Increased spotlight on security and resilience

The pandemic witnessed a surge in cyberattacks and data breaches across the industry. Cyber threats have become more sophisticated, innovative, organised and even led by state actors. The adoption of open banking, interconnected systems and devices create new challenges in cyber defence. There is greater need to address the fractured approach to information sharing, augment industry-wide information and collaboration for security.

Most banks already focus on multi-layered protection ensuring authentication, authorisation, access controls and security. Real-time security checks, validation, threat detection and prevention are proving to be essential especially in payments.

Advanced analytics provide invaluable tools in fighting cybercrime as AI and machine learning-based models can enhance the effectiveness and efficiency of payment screening and real-time fraud detection. Pandit underscored, “We have seen banks, including clients that we are working with, further expand efforts to use AI and machine learning to address the issues of security and payments fraud. Banks are having to deal with data, which is structured, unstructured, on a real-time basis, so a lot of innovation and sophistication is needed now to really address the topic of security of payments and fraud and risk”.

The momentum to continue in 2022

Ecosystem collaborations, real-time infrastructures, adoption of emerging technologies and growth of digital assets is expected to further accelerate in 2022.
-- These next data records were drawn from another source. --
PR #2416, opened 2024-12-04
[L0] Disabling Driver In Order Lists by default

nrspruit:
- Due to L0 Driver issues related to performance using driver in order lists, the feature is being disabled for the time being.
- Once issues with the L0 Drivers implementing this feature are resolved, then this feature will be re-enabled.

### DIFF
--- a/source/adapters/level_zero/command_buffer.cpp
+++ b/source/adapters/level_zero/command_buffer.cpp
@@ -598,16 +598,15 @@ ur_result_t createMainCommandList(ur_context_handle_t Context,
  */
 bool canBeInOrder(ur_context_handle_t Context,
                   const ur_exp_command_buffer_desc_t *CommandBufferDesc) {
-  std::ignore = Context;
-  std::ignore = CommandBufferDesc;
+  const char *UrRet = std::getenv("UR_L0_USE_DRIVER_INORDER_LISTS");
   // In-order command-lists are not available in old driver version.
-  // bool CompatibleDriver =
-  // Context->getPlatform()->isDriverVersionNewerOrSimilar(
-  //     1, 3, L0_DRIVER_INORDER_MIN_VERSION);
-  // return CompatibleDriver
-  //            ? (CommandBufferDesc ? CommandBufferDesc->isInOrder : false)
-  //            : false;
-  return false;
+  bool DriverInOrderRequested = UrRet ? std::atoi(UrRet) != 0 : false;
+  bool CompatibleDriver = Context->getPlatform()->isDriverVersionNewerOrSimilar(
+      1, 3, L0_DRIVER_INORDER_MIN_VERSION);
+  bool CanUseDriverInOrderLists = CompatibleDriver && DriverInOrderRequested;
+  return CanUseDriverInOrderLists
+             ? (CommandBufferDesc ? CommandBufferDesc->isInOrder : false)
+             : false;
 }
 
 /**
--- a/source/adapters/level_zero/command_buffer.cpp
+++ b/source/adapters/level_zero/command_buffer.cpp
@@ -598,12 +598,16 @@ ur_result_t createMainCommandList(ur_context_handle_t Context,
  */
 bool canBeInOrder(ur_context_handle_t Context,
                   const ur_exp_command_buffer_desc_t *CommandBufferDesc) {
+  std::ignore = Context;
+  std::ignore = CommandBufferDesc;
   // In-order command-lists are not available in old driver version.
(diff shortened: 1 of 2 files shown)


pbalcer (approved):

EwanC:
In command-buffer code we use `ZE_COMMAND_LIST_FLAG_IN_ORDER` command-lists without a precondition on this `useDriverInOrderLists()` check (https://github.com/oneapi-src/unified-runtime/blob/3fdf7e3998b029fbf6cdb584e552a71a678f3146/source/adapters/level_zero/command_buffer.cpp#L575). Is that something that will suffer from the problem that's motivating this change?

Bensuo:
> In command-buffer code we use `ZE_COMMAND_LIST_FLAG_IN_ORDER` command-lists without a precondition on this `useDriverInOrderLists()` check (it's based on a flag passed from SYCL-RT)
> 
> https://github.com/oneapi-src/unified-runtime/blob/3fdf7e3998b029fbf6cdb584e552a71a678f3146/source/adapters/level_zero/command_buffer.cpp#L575
> Is that something that will suffer from the problem that's motivating this change?

We do the same check [here](https://github.com/oneapi-src/unified-runtime/blob/3fdf7e3998b029fbf6cdb584e552a71a678f3146/source/adapters/level_zero/command_buffer.cpp#L599) that's removed in this PR to confirm whether we can use inorder command lists or not, so I would guess that should also be changed.

nrspruit:
> In command-buffer code we use `ZE_COMMAND_LIST_FLAG_IN_ORDER` command-lists without a precondition on this `useDriverInOrderLists()` check (it's based on a flag passed from SYCL-RT)
> 
> https://github.com/oneapi-src/unified-runtime/blob/3fdf7e3998b029fbf6cdb584e552a71a678f3146/source/adapters/level_zero/command_buffer.cpp#L575
> 
> . Is that something that will suffer from the problem that's motivating this change?

If this is based on a flag passed from SYCL RT, then it should not be changed. This is about changing the default behavior to use standard lists and not in order by default.

nrspruit:
Ah, I missed the "canBeInOrder" let me change that too.

nrspruit:
@EwanC , please check the command buffer changes, now both are disabled for now.

nrspruit:
> @EwanC , please check the command buffer changes, now both are disabled for now.

had a problem in my patch, please re-check, unfortunately this will disable driver in order in command buffer for now until the driver issues can be resolved.

nrspruit:
@EwanC / @Bensuo please re-review so we can get this change in as soon as possible to create the release branch.

This updated PR will disable in both common code and command buffers.

Bensuo:
> @EwanC / @Bensuo please re-review so we can get this change in as soon as possible to create the release branch.
> 
> This updated PR will disable in both common code and command buffers.



> @EwanC / @Bensuo please re-review so we can get this change in as soon as possible to create the release branch.
> 
> This updated PR will disable in both common code and command buffers.

I'm not sure offhand why we don't have this already, but could you add the check for `UR_L0_USE_DRIVER_INORDER_LISTS` to `canBeInOrder()` so that we can still enable them if needed? Since that's still in the general implementation I think that should be fine for now.

nrspruit:
> > @EwanC / @Bensuo please re-review so we can get this change in as soon as possible to create the release branch.
> > This updated PR will disable in both common code and command buffers.
> 
> I'm not sure offhand why we don't have this already, but could you add the check for `UR_L0_USE_DRIVER_INORDER_LISTS` to `canBeInOrder()` so that we can still enable them if needed? Since that's still in the general implementation I think that should be fine for now.

Ok, let me add that in such that in both cases it is "possible" to use the feature.

Bensuo (approved):
LGTM, thanks for making those changes!

nrspruit:
> > > @EwanC / @Bensuo please re-review so we can get this change in as soon as possible to create the release branch.
> > > This updated PR will disable in both common code and command buffers.
> > 
> > 
> > I'm not sure offhand why we don't have this already, but could you add the check for `UR_L0_USE_DRIVER_INORDER_LISTS` to `canBeInOrder()` so that we can still enable them if needed? Since that's still in the general implementation I think that should be fine for now.
> 
> Ok, let me add that in such that in both cases it is "possible" to use the feature.

@EwanC , I have updated the check in command buffer such that it also checks the env for driver in order. This will enable both paths to work now.

nrspruit:
This change is ready to merge, but we are fighting CI issues with a very long delay in execution.

EwanC:
Sorry @nrspruit I logged off for the day after leaving that comment so didn't see your replies, but Ben has reviewed this on behalf of the command-buffer group and happy with the final patch.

“We are working with a number of clients on strategic initiatives around AI and machine learning and distributed ledger technology and where institutions seek better understanding of the value of such technologies and what they can offer. We are looking at specific use cases,” said Pillay. He added that banks want user interface to be simplified, to be more intuitive, have more agile and seamless operations along with the ability to monetise data for value added service to customers.

The adoption of cloud-based solutions, digital and open banking are going to be driving forces into next year for our clients, as much as for our own business,” added Becker.
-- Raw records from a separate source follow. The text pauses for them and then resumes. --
PR #2425, opened 2024-12-05
[CUDA] Fix potential issue with command buffer fills on CUDA

Bensuo:
- Fix a potential issue where decomposed fill nodes for large patterns would overwrite external event dependencies provided by the user when stored in a command handle, this could lead to an error when events were updatd.
- Also store decomposed nodes in fill command handles for future use when updating.
- Add missing event_sync tests with and without event update for large pattern fills (> 4 bytes)

### DIFF
--- a/source/adapters/cuda/command_buffer.hpp
+++ b/source/adapters/cuda/command_buffer.hpp
@@ -172,12 +172,19 @@ struct usm_memcpy_command_handle : ur_exp_command_buffer_command_handle_t_ {
 struct usm_fill_command_handle : ur_exp_command_buffer_command_handle_t_ {
   usm_fill_command_handle(ur_exp_command_buffer_handle_t CommandBuffer,
                           CUgraphNode Node, CUgraphNode SignalNode,
-                          const std::vector<CUgraphNode> &WaitNodes)
+                          const std::vector<CUgraphNode> &WaitNodes,
+                          const std::vector<CUgraphNode> &DecomposedNodes = {})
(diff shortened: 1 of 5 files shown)


source/adapters/cuda/command_buffer.hpp
```diff
@@ -172,12 +172,18 @@ struct usm_memcpy_command_handle : ur_exp_command_buffer_command_handle_t_ {
...
-                                                WaitNodes) {}
+                                                WaitNodes),
+        DecomposedNodes(std::move(DecomposedNodes)) {}
   CommandType getCommandType() const noexcept override {
     return CommandType::USMFill;
   }
+
+  // If this fill command was decomposed into multiple nodes, this vector
+  // contains all of those nodes in the order they were added to the graph.
+  std::vector<CUgraphNode> DecomposedNodes;
```
EwanC, line 186: Do we need to store this, do we ever reference this member?

Bensuo: Yes I figured since they are created as a separate vector now and we will need them in future to update a decomposed fill command that it made sense to just store them. Since the CUDA adapter already has some future proofing for updating different types of commands it seemed easy to just store them here for now.

I've updated the comments for these members to reflect this.

Bensuo:
DPC++ PR: https://github.com/intel/llvm/pull/16305

martygrant:
@Bensuo got 2 failing jobs, might need an update to the match files possibly?

martygrant:
@Bensuo no problem, cheers!

martygrant:
Pulled in with https://github.com/intel/llvm/pull/16410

Brown highlighted that there is huge focus among banks to ensure that they have strategic solutions to support the SWIFT changes, the real-time gross settlement (RTGS) clearings and any changes to real-time payment schemes, over the next 12 months.
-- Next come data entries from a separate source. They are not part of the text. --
PR #2426, opened 2024-12-05
[UMF] Bump version and update DisjointPool params handling

lukaszstolarczuk:
using UMF with PR https://github.com/oneapi-src/unified-memory-framework/pull/969

### DIFF
--- a/source/common/umf_pools/disjoint_pool_config_parser.cpp
+++ b/source/common/umf_pools/disjoint_pool_config_parser.cpp
@@ -1,5 +1,7 @@
 //===--- disjoint_pool_config_parser.cpp -configuration for USM memory pool-==//
 //
+// Copyright (C) 2023-2024 Intel Corporation
+//
 // Part of the Unified-Runtime Project, under the Apache License v2.0 with LLVM Exceptions.
 // See https://llvm.org/LICENSE.txt for license information.
 // SPDX-License-Identifier: Apache-2.0 WITH LLVM-exception
--- a/source/common/umf_pools/disjoint_pool_config_parser.cpp
+++ b/source/common/umf_pools/disjoint_pool_config_parser.cpp
@@ -9,11 +9,23 @@
 //===----------------------------------------------------------------------===//
 
 #include "disjoint_pool_config_parser.hpp"
+#include "logger/ur_logger.hpp"
 
+#include <cassert>
 #include <iomanip>
 #include <iostream>
 #include <limits>
 #include <string>
+
+// Don't expect any failures in setting params; the only 2 reasons for failure
+// are not enough memory for allocating 'name' or a NULL params handle.
+#define UMF_CALL(RET)                                                          \
+    if (RET != UMF_RESULT_SUCCESS) {                                           \
+        if (RET == UMF_RESULT_ERROR_OUT_OF_HOST_MEMORY) {                      \
+            throw std::runtime_error("DisjointPool name allocation failed");   \
+        }                                                                      \
+        throw std::runtime_error("DisjointPool setting params failed");        \
+    }
 
 namespace usm {
 constexpr auto operator""_B(unsigned long long x) -> size_t { return x; }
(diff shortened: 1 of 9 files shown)


source/common/umf_pools/disjoint_pool_config_parser.cpp
```diff
@@ -25,45 +34,81 @@ constexpr auto operator""_GB(unsigned long long x) -> size_t {
...
+        CheckConfigRet(ret);
+
+        Config = params;
     }
 
-    Configs[DisjointPoolMemType::Host].Name = "Host";
-    Configs[DisjointPoolMemType::Device].Name = "Device";
-    Configs[DisjointPoolMemType::Shared].Name = "Shared";
-    Configs[DisjointPoolMemType::SharedReadOnly].Name = "SharedReadOnly";
+    ret = umfDisjointPoolParamsSetName(Configs[DisjointPoolMemType::Host], "Host");
```
igchor, line 59: nit: you can just do `CheckConfigRet(umfDisjointPoolParamsSetName(Configs[DisjointPoolMemType::Host], "Host"))`.

Also, I would rename CheckConfigRet to `UMF_CALL` or something like that so it's shorter and more consistent with UR_CALL/ZE_CALL

source/common/umf_pools/disjoint_pool_config_parser.cpp
```diff
@@ -118,34 +163,46 @@ DisjointPoolAllConfigs parseDisjointPoolConfig(const std::string &config,
...
         }
 
-        bool More = ParamParser(Params, AllConfigs.Configs[LM].MaxPoolableSize,
-                                ParamWasSet);
+        bool More = ParamParser(Params, TmpValue, ParamWasSet);
         if (ParamWasSet && memType == DisjointPoolMemType::All) {
             for (auto &Config : AllConfigs.Configs) {
-                Config.MaxPoolableSize = AllConfigs.Configs[LM].MaxPoolableSize;
+                ret = umfDisjointPoolParamsSetMaxPoolableSize(Config, TmpValue);
+                CheckConfigRet(ret);
```
igchor, line 177: This return will only exit from this lambda, not from the entire parseDisjointPoolConfig function.

source/common/umf_pools/disjoint_pool_config_parser.cpp
```diff
@@ -222,8 +279,8 @@ DisjointPoolAllConfigs parseDisjointPoolConfig(const std::string &config,
         umfDisjointPoolSharedLimitsDestroy);
 
     for (auto &Config : AllConfigs.Configs) {
-        Config.SharedLimits = AllConfigs.limits.get();
-        Config.PoolTrace = trace;
+        umfDisjointPoolParamsSetSharedLimits(Config, AllConfigs.limits.get());
+        umfDisjointPoolParamsSetTrace(Config, trace);
```
igchor, line 283: no return check?

source/common/umf_pools/disjoint_pool_config_parser.cpp
```diff
@@ -1,18 +1,27 @@
...
 
 #include <iomanip>
 #include <iostream>
 #include <limits>
 #include <string>
 
+#define CheckConfigRet(umf_ret)                  \
+    if (umf_ret != UMF_RESULT_SUCCESS) {                                    \
+        logger::error("DisjointPool params failed");                        \
+        return;                                                             \
```
igchor, line 22: Should we just ignore the error? If any of the setParams function fail and we will just exit the function we might use incomplete config later on.

For calls in DisjointPoolAllConfigs::DisjointPoolAllConfigs I think we should have an assert and for calls in parseDisjointPoolConfig if there is any error we should catch it, log it, and probably revert all configs to the default settings.

source/common/umf_pools/disjoint_pool_config_parser.cpp
lukaszstolarczuk: Done

source/common/umf_pools/disjoint_pool_config_parser.cpp
lukaszstolarczuk: Done

source/common/umf_pools/disjoint_pool_config_parser.cpp
lukaszstolarczuk: Done

source/common/umf_pools/disjoint_pool_config_parser.cpp
lukaszstolarczuk: Done

source/common/umf_pools/disjoint_pool_config_parser.cpp
```diff
@@ -234,39 +305,39 @@ DisjointPoolAllConfigs parseDisjointPoolConfig(const std::string &config,
...
-        << std::setw(15) << "Capacity" << std::setw(12)
-        << AllConfigs.Configs[DisjointPoolMemType::Host].Capacity
-        << std::setw(12)
-        << AllConfigs.Configs[DisjointPoolMemType::Device].Capacity
-        << std::setw(12)
-        << AllConfigs.Configs[DisjointPoolMemType::Shared].Capacity
-        << std::setw(12)
-        << AllConfigs.Configs[DisjointPoolMemType::SharedReadOnly].Capacity
-        << std::endl;
+    // TODO: fixme, accessing config values directly is no longer allowed - API's changed
```
lukaszstolarczuk, line 308: I tried to do this nicely, but I'm not sure if I can... @igchor tried to make the pre-generated content in ctor, but it would have to be updated somehow in the parsing function... If this is not crucial I could update that in a sep. PR...?

lukaszstolarczuk:
replaced with https://github.com/oneapi-src/unified-runtime/pull/2436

Emerging developments in artificial intelligence, robotics, internet of things and quantum computing are likely to drive the change in the future. Banks need to customer-centric in everything they do, build a culture of innovation and cultivate strong partnerships to pivot and scale with speed. They need to be continually adaptive, collaborative and innovative. These profound changes require them to rethink their technology infrastructure more holistically today to plan for tomorrow.